:: What you should do ::
In the listing below, find the line containing "def robot_type(self) ->" and the line containing "2. Move build". Repeat exactly those two lines and every line between them, nothing more.

:: Data ::

PR #775, opened 2026-07-06
feat(robot-catalog): Add robot catalog definitions API

MarkRedeman:
Add a new `list_robot_catalog` endpoint that returns definitions of all robots supported by PhsycialAI Studio.
These definitions will be used by the UI to feature names to urdf joint names, determine the URDF path (and package map) to show the 3D model and simply list all supported models when adding a new robot.

At the moment the `RobotCatalogRegistry` is hardcoded to only include the current SO101 and WidowX AI robots. The registry will be extended to allow registring new definitions from external packages.

We will also move the build methods from `RobotClientFactory` into these `RobotCatalogDefinition` and give the factory class access to the registry.

Example response from the new endpoint:
```json
[
    {
        "type": "SO101_Follower",
        "display_name": "SO101 Follower",
        "role": "follower",
        "urdf_path": "/api/robots/catalog/SO101_Follower/urdf",
        "package_map": {
            "SO101": "/api/robots/catalog/SO101_Follower"
        },
        "joint_map": {
            "shoulder_pan.pos": ["shoulder_pan"],
            "shoulder_lift.pos": ["shoulder_lift"],
            "elbow_flex.pos": ["elbow_flex"],
            "wrist_flex.pos": ["wrist_flex"],
            "wrist_roll.pos": ["wrist_roll"],
            "gripper.pos": ["gripper"]
        }
    },
    {
        "type": "SO101_Leader",
        "display_name": "SO101 Leader",
        "role": "leader",
        "urdf_path": "/api/robots/catalog/SO101_Leader/urdf",
        "package_map": {
            "SO101": "/api/robots/catalog/SO101_Leader"
        },
        "joint_map": {
            "shoulder_pan.pos": ["shoulder_pan"],
            "shoulder_lift.pos": ["shoulder_lift"],
            "elbow_flex.pos": ["elbow_flex"],
            "wrist_flex.pos": ["wrist_flex"],
            "wrist_roll.pos": ["wrist_roll"],
            "gripper.pos": ["gripper"]
        }
    },
    {
        "type": "Trossen_WidowXAI_Follower",
        "display_name": "Trossen WidowX AI Follower",
        "role": "follower",
        "urdf_path": "/api/robots/catalog/Trossen_WidowXAI_Follower/urdf",
        "package_map": {
            "trossen_arm_description": "/api/robots/catalog/Trossen_WidowXAI_Follower"
        },
        "joint_map": {
            "shoulder_pan.pos": ["joint_0"],
            "shoulder_lift.pos": ["joint_1"],
            "elbow_flex.pos": ["joint_2"],
            "wrist_flex.pos": ["joint_3"],
            "wrist_yaw.pos": ["joint_4"],
            "wrist_roll.pos": ["joint_5"],
            "gripper.pos": ["left_carriage_joint", "right_carriage_joint"]
        }
    },
    {
        "type": "Trossen_WidowXAI_Leader",
        "display_name": "Trossen WidowX AI Leader",
        "role": "leader",
        "urdf_path": "/api/robots/catalog/Trossen_WidowXAI_Leader/urdf",
        "package_map": {
            "trossen_arm_description": "/api/robots/catalog/Trossen_WidowXAI_Leader"
        },
        "joint_map": {
            "shoulder_pan.pos": ["joint_0"],
            "shoulder_lift.pos": ["joint_1"],
            "elbow_flex.pos": ["joint_2"],
            "wrist_flex.pos": ["joint_3"],
            "wrist_yaw.pos": ["joint_4"],
            "wrist_roll.pos": ["joint_5"],
            "gripper.pos": ["left_carriage_joint", "right_carriage_joint"]
        }
    },
    {
        "type": "Trossen_Bimanual_WidowXAI_Follower",
        "display_name": "Trossen Bimanual WidowX AI Follower",
        "role": "follower",
        "urdf_path": "/api/robots/catalog/Trossen_Bimanual_WidowXAI_Follower/urdf",
        "package_map": {
            "trossen_arm_description": "/api/robots/catalog/Trossen_Bimanual_WidowXAI_Follower"
        },
        "joint_map": {
            "left_shoulder_pan.pos": ["follower_left_joint_0"],
            "left_shoulder_lift.pos": ["follower_left_joint_1"],
            "left_elbow_flex.pos": ["follower_left_joint_2"],
            "left_wrist_flex.pos": ["follower_left_joint_3"],
            "left_wrist_yaw.pos": ["follower_left_joint_4"],
            "left_wrist_roll.pos": ["follower_left_joint_5"],
            "left_gripper.pos": [
                "follower_left_left_carriage_joint",
                "follower_left_right_carriage_joint"
            ],
            "right_shoulder_pan.pos": ["follower_right_joint_0"],
            "right_shoulder_lift.pos": ["follower_right_joint_1"],
            "right_elbow_flex.pos": ["follower_right_joint_2"],
            "right_wrist_flex.pos": ["follower_right_joint_3"],
            "right_wrist_yaw.pos": ["follower_right_joint_4"],
            "right_wrist_roll.pos": ["follower_right_joint_5"],
            "right_gripper.pos": [
                "follower_right_left_carriage_joint",
                "follower_right_right_carriage_joint"
            ]
        }
    },
    {
        "type": "Trossen_Bimanual_WidowXAI_Leader",
        "display_name": "Trossen Bimanual WidowX AI Leader",
        "role": "leader",
        "urdf_path": "/api/robots/catalog/Trossen_Bimanual_WidowXAI_Leader/urdf",
        "package_map": {
            "trossen_arm_description": "/api/robots/catalog/Trossen_Bimanual_WidowXAI_Leader"
        },
        "joint_map": {
            "left_shoulder_pan.pos": ["follower_left_joint_0"],
            "left_shoulder_lift.pos": ["follower_left_joint_1"],
            "left_elbow_flex.pos": ["follower_left_joint_2"],
            "left_wrist_flex.pos": ["follower_left_joint_3"],
            "left_wrist_yaw.pos": ["follower_left_joint_4"],
            "left_wrist_roll.pos": ["follower_left_joint_5"],
            "left_gripper.pos": [
                "follower_left_left_carriage_joint",
                "follower_left_right_carriage_joint"
            ],
            "right_shoulder_pan.pos": ["follower_right_joint_0"],
            "right_shoulder_lift.pos": ["follower_right_joint_1"],
            "right_elbow_flex.pos": ["follower_right_joint_2"],
            "right_wrist_flex.pos": ["follower_right_joint_3"],
            "right_wrist_yaw.pos": ["follower_right_joint_4"],
            "right_wrist_roll.pos": ["follower_right_joint_5"],
            "right_gripper.pos": [
                "follower_right_left_carriage_joint",
                "follower_right_right_carriage_joint"
            ]
        }
    }
]
```

### DIFF
--- a/application/backend/src/api/robot_catalog.py
+++ b/application/backend/src/api/robot_catalog.py
@@ -1,24 +1,64 @@
+from pathlib import Path
+from typing import Literal
+
 from fastapi import APIRouter
 from fastapi.responses import FileResponse
+from pydantic import BaseModel, Field
 
+from api.dependencies import RobotCatalogServiceDep
 from robots.catalog.assets import resolve_robot_asset_path, resolve_robot_urdf_path
+from robots.catalog.types import RobotCatalogDefinition
 from schemas.robot import RobotType
+
+
+class RobotCatalogDefinitionResponse(BaseModel):
+    type: RobotType = Field(..., description="Stable backend robot type identifier")
+    display_name: str = Field(..., description="Human-readable robot type label")
+    role: Literal["follower", "leader"] = Field(..., description="Default robot role")
+    urdf_path: str = Field(description="URDF URL used by the UI model loader")
+    package_map: dict[str, str] = Field(default_factory=dict, description="URDF package name to URL prefix map")
+    joint_map: dict[str, list[str]] = Field(
+        description="Observation joint name to URDF joint(s) mapping",
+    )
+
+
+def _to_response(definition: RobotCatalogDefinition) -> RobotCatalogDefinitionResponse:
+    return RobotCatalogDefinitionResponse(
+        type=definition.type,
+        display_name=definition.display_name,
+        role=definition.role,
+        urdf_path=definition.urdf_path,
+        package_map=definition.package_map,
+        joint_map=definition.joint_map,
+    )
+
 
 router = APIRouter(prefix="/api/robots/catalog", tags=["Robot Catalog"])
 
 
+@router.get("")
+async def list_robot_catalog(catalog_service: RobotCatalogServiceDep) -> list[RobotCatalogDefinitionResponse]:
+    """List robot catalog definitions exposed to the UI."""
+    return [_to_response(definition) for definition in catalog_service.list_entries()]
+
+
 @router.get("/{robot_type}/urdf")
-async def get_robot_catalog_urdf(robot_type: RobotType) -> FileResponse:
+async def get_robot_catalog_urdf(catalog_service: RobotCatalogServiceDep, robot_type: RobotType) -> FileResponse:
     """Return the URDF file for a catalog robot type."""
-    resolved_path = resolve_robot_urdf_path(robot_type=robot_type)
+    definition = catalog_service.get_definition(robot_type)
+
+    resolved_path = resolve_robot_urdf_path(definition)
     return FileResponse(resolved_path)
 
 
 @router.get("/{robot_type}/{asset_path:path}")
 async def get_robot_catalog_asset(
+    catalog_service: RobotCatalogServiceDep,
     robot_type: RobotType,
-    asset_path: str,
+    asset_path: Path,
 ) -> FileResponse:
     """Return an asset file referenced by a catalog robot URDF."""
-    resolved_path = resolve_robot_asset_path(robot_type=robot_type, asset_path=asset_path)
+    definition = catalog_service.get_definition(robot_type)
+
+    resolved_path = resolve_robot_asset_path(definition, asset_path=asset_path)
     return FileResponse(resolved_path)
--- a/application/backend/src/robots/catalog/registry.py
+++ b/application/backend/src/robots/catalog/registry.py
@@ -1,0 +1,24 @@
+from schemas.robot import RobotType
+
+from . import so101, widowxai
+from .types import RobotCatalogDefinition
+
+
+class RobotCatalogRegistry:
+    def __init__(self) -> None:
+        self._definitions: dict[RobotType, RobotCatalogDefinition] = {}
+
+        for definition in so101.get_definitions() + widowxai.get_definitions():
+            self.register(definition)
+
+    def list_definitions(self) -> list[RobotCatalogDefinition]:
+        return list(self._definitions.values())
+
+    def get_definition(self, robot_type: RobotType) -> RobotCatalogDefinition | None:
+        return self._definitions.get(robot_type)
+
+    def register(self, definition: RobotCatalogDefinition) -> None:
+        if definition.robot_type in self._definitions:
+            raise ValueError(f"Duplicate robot catalog registration for type: {definition.robot_type}")
+
+        self._definitions[definition.robot_type] = definition
--- a/application/backend/src/robots/catalog/types.py
+++ b/application/backend/src/robots/catalog/types.py
@@ -1,0 +1,24 @@
+from __future__ import annotations
+
+from typing import Literal
+
+from pydantic import BaseModel, Field
+
+from schemas.robot import RobotType
+
+
+class RobotCatalogDefinition(BaseModel):
+    type: RobotType = Field(..., description="Stable backend robot type identifier")
+    display_name: str = Field(..., description="Human-readable robot type label")
+    role: Literal["follower", "leader"] = Field(..., description="Default robot role")
+    urdf_path: str = Field(description="URDF URL used by the UI model loader")
+    package_map: dict[str, str] = Field(default_factory=dict, description="URDF package name to URL prefix map")
+    joint_map: dict[str, list[str]] = Field(
+        default_factory=dict,
+        description="Observation joint name to URDF joint(s) mapping",
+    )
+    urdf_relative_path: str = Field(..., description="Relative path to the robot URDF asset")
+
+    @property
+    def robot_type(self) -> RobotType:
+        return self.type
--- a/application/backend/src/services/robot_catalog_service.py
+++ b/application/backend/src/services/robot_catalog_service.py
@@ -1,0 +1,22 @@
+from exceptions import ResourceNotFoundError, ResourceType
+from robots.catalog.registry import RobotCatalogRegistry
+from robots.catalog.types import RobotCatalogDefinition
+from schemas.robot import RobotType
+
+
+class RobotCatalogService:
+    def __init__(self) -> None:
+        self._registry: RobotCatalogRegistry = RobotCatalogRegistry()
+
+    def list_entries(self) -> list[RobotCatalogDefinition]:
+        return self._registry.list_definitions()
+
+    def get_definition(self, robot_type: RobotType) -> RobotCatalogDefinition:
+        definition = self._registry.get_definition(robot_type)
+        if definition is None:
+            raise ResourceNotFoundError(
+                resource_type=ResourceType.ROBOT,
+                resource_id=robot_type,
+                message="Robot type is not part of the catalog.",
+            )
+        return definition
--- a/application/backend/src/api/dependencies.py
+++ b/application/backend/src/api/dependencies.py
@@ -24,6 +24,7 @@ from services.event_processor import EventProcessor
 from services.job_service import JobService
 from services.log_service import LogService
 from services.robot_calibration_service import RobotCalibrationService
+from services.robot_catalog_service import RobotCatalogService
 from services.system_service import SystemService
 from settings import get_settings
 from utils.serial_robot_tools import RobotConnectionManager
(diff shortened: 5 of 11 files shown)


MarkRedeman:
Note: you can find an initial example of how to integrate an external plugin here: https://github.com/MarkRedeman/physicalai-rebot-b601-plugin/blob/main/src/physicalai_rebot_b601_plugin/studio_catalog.py

However that integration is based on a more complex API which I've tried to simplify in this PR.
There are a few follow up PRs that I will start after this gets merged:
1. UI integration that uses the new catalog API
2. Move build definition from `RobotClientFactory` into each of the catalog definitions (`so101.py`, `widowx.py`)
3. Extend registry with ability to load external packages (by loading them via a module entrypoint)
4. Extend definition with capability to determine if a robot is online
5. Extend `RobotType` to allow any string so that we can support external plugins. Same for `Robot` (`RobotAdapter`), and `RobotWithConnectionState` (`RobotWithConnectionStateAdapter`)
6. Generate UI forms based on JSON schema. (less important, for now we can hardcode this in the UI)

application/backend/src/robots/catalog/types.py
```diff
@@ -0,0 +1,24 @@
+from __future__ import annotations
+
+from typing import Literal
+
+from pydantic import BaseModel, Field
+
+from schemas.robot import RobotType
+
+
+class RobotCatalogDefinition(BaseModel):
```
MarkRedeman, line 10: This is expected to be the general shape of how a robot catalog (plugin) definition will look like. Maybe renaming this to `RobotCatalogPlugin` might be nicer?

We will likely need to extend this with a few more fields when integrating an actual plugin, specifically: (see https://github.com/MarkRedeman/physicalai-rebot-b601-plugin/blob/main/src/physicalai_rebot_b601_plugin/studio_catalog.py#L244-L248)
- `asset_root_resolver`: which will return the relative path to the urdf of the robot, might replace `urdf_relative_path`.
- `discover_devices`: used to determine which robots are online and to know what robots to show in the robot picker when adding/editing a robot
- `robot_builder`: factory method that will be used by `ClientRobotFactory`
- `payload_model`: the `payload` when adding/updating a robot of this type. This payload will also be used by `robot_builder`.
- `adapter_options`: extra arguments for `robot_builder`, might not be needed

I figured though that it would be better to keep this first integration simple so we can get more feedback on this design.

application/backend/src/services/robot_catalog_service.py
```diff
@@ -0,0 +1,22 @@
+from exceptions import ResourceNotFoundError, ResourceType
+from robots.catalog.registry import RobotCatalogRegistry
+from robots.catalog.types import RobotCatalogDefinition
+from schemas.robot import RobotType
+
+
+class RobotCatalogService:
+    def __init__(self) -> None:
+        self._registry: RobotCatalogRegistry = RobotCatalogRegistry()
+
```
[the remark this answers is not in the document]
MarkRedeman: Will be added once needed.

application/backend/src/api/robot_catalog.py
```diff
@@ -1,24 +1,64 @@
...
+from robots.catalog.types import RobotCatalogDefinition
 from schemas.robot import RobotType
 
+
+class RobotCatalogDefinitionResponse(BaseModel):
+    type: RobotType = Field(..., description="Stable backend robot type identifier")
+    display_name: str = Field(..., description="Human-readable robot type label")
+    role: Literal["follower", "leader"] = Field(..., description="Default robot role")
+    urdf_path: str = Field(description="URDF URL used by the UI model loader")
+    package_map: dict[str, str] = Field(default_factory=dict, description="URDF package name to URL prefix map")
```
AlbertvanHouten, line 19: urdf_path and package_map seem to follow the same pattern. You might be able to define them as properties instead:

```
@property
def urdf_path(self):
    return "/api/robots/catalog/{self.type}/urdf"
```

AlbertvanHouten (approved):

application/backend/src/api/robot_catalog.py
AlbertvanHouten: why is package map a dict?

MarkRedeman: The tricky part about this is that for trossen we'd need to define the package_map as:
```
{
    "trossen_arm_description": "/api/robots/catalog/Trossen_WidowXAI_Follower"
}
```

This is necessary because internally the URDF we use for Trossen's robots use: `package://trossen_arm_description/meshes/wxai/base_link.stl`. So our URDF loader needs to know specifically for the `trossen_arm_description` how to load this.

We could probably omit the `urdf_path` from the API, as that would also be something that we can constrcut with `fetchClient.PATH(...)` (a typesafe way to generate paths that are used by the OpenAPI spec), but I haven't found a proper way to avoid this for the package map.

application/backend/src/robots/catalog/types.py
maxxgx: I feel like callables such as `asset_root_resolver, discover_devices, robot_builder` should not be part of the definition. 
- Is the plugin developer responsible for implementing them?
- Wouldn't you need to write custom functions for each robot plugin?

application/backend/src/robots/catalog/registry.py
```diff
@@ -0,0 +1,24 @@
...
+from . import so101, widowxai
+from .types import RobotCatalogDefinition
+
+
+class RobotCatalogRegistry:
+    def __init__(self) -> None:
+        self._definitions: dict[RobotType, RobotCatalogDefinition] = {}
+
+        for definition in so101.get_definitions() + widowxai.get_definitions():
+            self.register(definition)
```
maxxgx, line 12: What's the plan for dynamically finding the plugin definitions?

I was thinking that we could have a list of plugin definitions in a JSON file, and that would be our curated list of supported robots. Each plugin would define its python package and we could install them at runtime.

application/backend/src/robots/catalog/registry.py
maxxgx, line 1: I think `physicalai` framework must also support the same set of robot plugins. Does the current design address that?

application/backend/src/robots/catalog/types.py
MarkRedeman: Yes my intention is that the plugin author knows how to construct the robot for instance:
```
async def _build_rebot_arm102_driver(
    robot: _PayloadContainer[ReBotArm102Payload],
    factory: _PortFinder,
) -> PhysicalAIRobot:
    raw = robot.payload
    if isinstance(raw, ReBotArm102Payload):
        validated = raw
    elif isinstance(raw, dict):
        validated = ReBotArm102Payload.model_validate(raw)
    else:
        validated = ReBotArm102Payload.model_validate(raw.model_dump(mode="json"))

    serial_number = validated.serial_number
    port = await factory.find_port_by_serial(serial_number)
    if port is None:
        msg = f"Robot not found: {serial_number}"
        raise RuntimeError(msg)

    return ReBotArm102Leader(
        port=port,
        baudrate=validated.baudrate,
        unlock_on_connect=validated.unlock_on_connect,
        reset_multi_turn_on_connect=validated.reset_multi_turn_on_connect,
        zero_on_connect=validated.zero_on_connect,
    )
```

This would be the function that is implemented by the rebot plugin for `robot_builder`.

Similarly for the `asset_root_resolver`, so that the package can resolve to files internally to how it build its assets.

Otherwise we would need to update our own factory class everytime we add a new plugin / robot etc.

application/backend/src/robots/catalog/registry.py
MarkRedeman: In my initial desgin I'm using the package's entrypoints to do this. So for the rebot plugin it has,
```
[project.entry-points."physicalai.studio.catalog_plugins"]
rebot-b601 = "physicalai_rebot_b601_plugin.studio_catalog:register_physicalai_studio_plugin"
```
in its [pyrpoject.toml](https://github.com/MarkRedeman/physicalai-rebot-b601-plugin/blob/main/pyproject.toml#L32-L33).

and then in the `RobotCatalogRegistry` class I'm doing something along the lines of:
```python
CATALOG_PLUGIN_ENTRYPOINT_GROUP = "physicalai.studio.catalog_plugins"


    def _load_external_plugins(self) -> None:
        discovered_entry_points = list(entry_points(group=CATALOG_PLUGIN_ENTRYPOINT_GROUP))

        for discovered_entry_point in discovered_entry_points:
            register_plugin = discovered_entry_point.load()
            if not callable(register_plugin):
                raise ValueError(
                    f"Catalog plugin entry point '{discovered_entry_point.name}' must load a callable "
                    "register_physicalai_studio_plugin(registry)"
                )

            plugin_callable: RegisterPluginCallable = register_plugin
            plugin_callable(self)
```

So then if you simply add the package `uv add physicalai-rebot-b601-plugin` we will automatically detect this and add the robot to studio.

I think one important thing here to add is have an allowlist so that we can give warnings when users add plugins that might not be official.
The way I've thought about this is that we can later extend this as well with a UI that allows users to install plugins via the UI, similar to vscode extensions.

application/backend/src/robots/catalog/types.py
maxxgx: So this function answers the question: `how to build the robot for physicalai studio?`

Where do you define it, studio repo or plugin repo? I think if you define it in the plugin repo, you'd have to depend on physical-ai-studio. The dependency flow is not that clear to me

maxxgx (approved):
Approving after IRL discussion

:: Result ::
+    def robot_type(self) -> RobotType:
+        return self.type
--- a/application/backend/src/services/robot_catalog_service.py
+++ b/application/backend/src/services/robot_catalog_service.py
@@ -1,0 +1,22 @@
+from exceptions import ResourceNotFoundError, ResourceType
+from robots.catalog.registry import RobotCatalogRegistry
+from robots.catalog.types import RobotCatalogDefinition
+from schemas.robot import RobotType
+
+
+class RobotCatalogService:
+    def __init__(self) -> None:
+        self._registry: RobotCatalogRegistry = RobotCatalogRegistry()
+
+    def list_entries(self) -> list[RobotCatalogDefinition]:
+        return self._registry.list_definitions()
+
+    def get_definition(self, robot_type: RobotType) -> RobotCatalogDefinition:
+        definition = self._registry.get_definition(robot_type)
+        if definition is None:
+            raise ResourceNotFoundError(
+                resource_type=ResourceType.ROBOT,
+                resource_id=robot_type,
+                message="Robot type is not part of the catalog.",
+            )
+        return definition
--- a/application/backend/src/api/dependencies.py
+++ b/application/backend/src/api/dependencies.py
@@ -24,6 +24,7 @@ from services.event_processor import EventProcessor
 from services.job_service import JobService
 from services.log_service import LogService
 from services.robot_calibration_service import RobotCalibrationService
+from services.robot_catalog_service import RobotCatalogService
 from services.system_service import SystemService
 from settings import get_settings
 from utils.serial_robot_tools import RobotConnectionManager
(diff shortened: 5 of 11 files shown)


MarkRedeman:
Note: you can find an initial example of how to integrate an external plugin here: https://github.com/MarkRedeman/physicalai-rebot-b601-plugin/blob/main/src/physicalai_rebot_b601_plugin/studio_catalog.py

However that integration is based on a more complex API which I've tried to simplify in this PR.
There are a few follow up PRs that I will start after this gets merged:
1. UI integration that uses the new catalog API
2. Move build definition from `RobotClientFactory` into each of the catalog definitions (`so101.py`, `widowx.py`)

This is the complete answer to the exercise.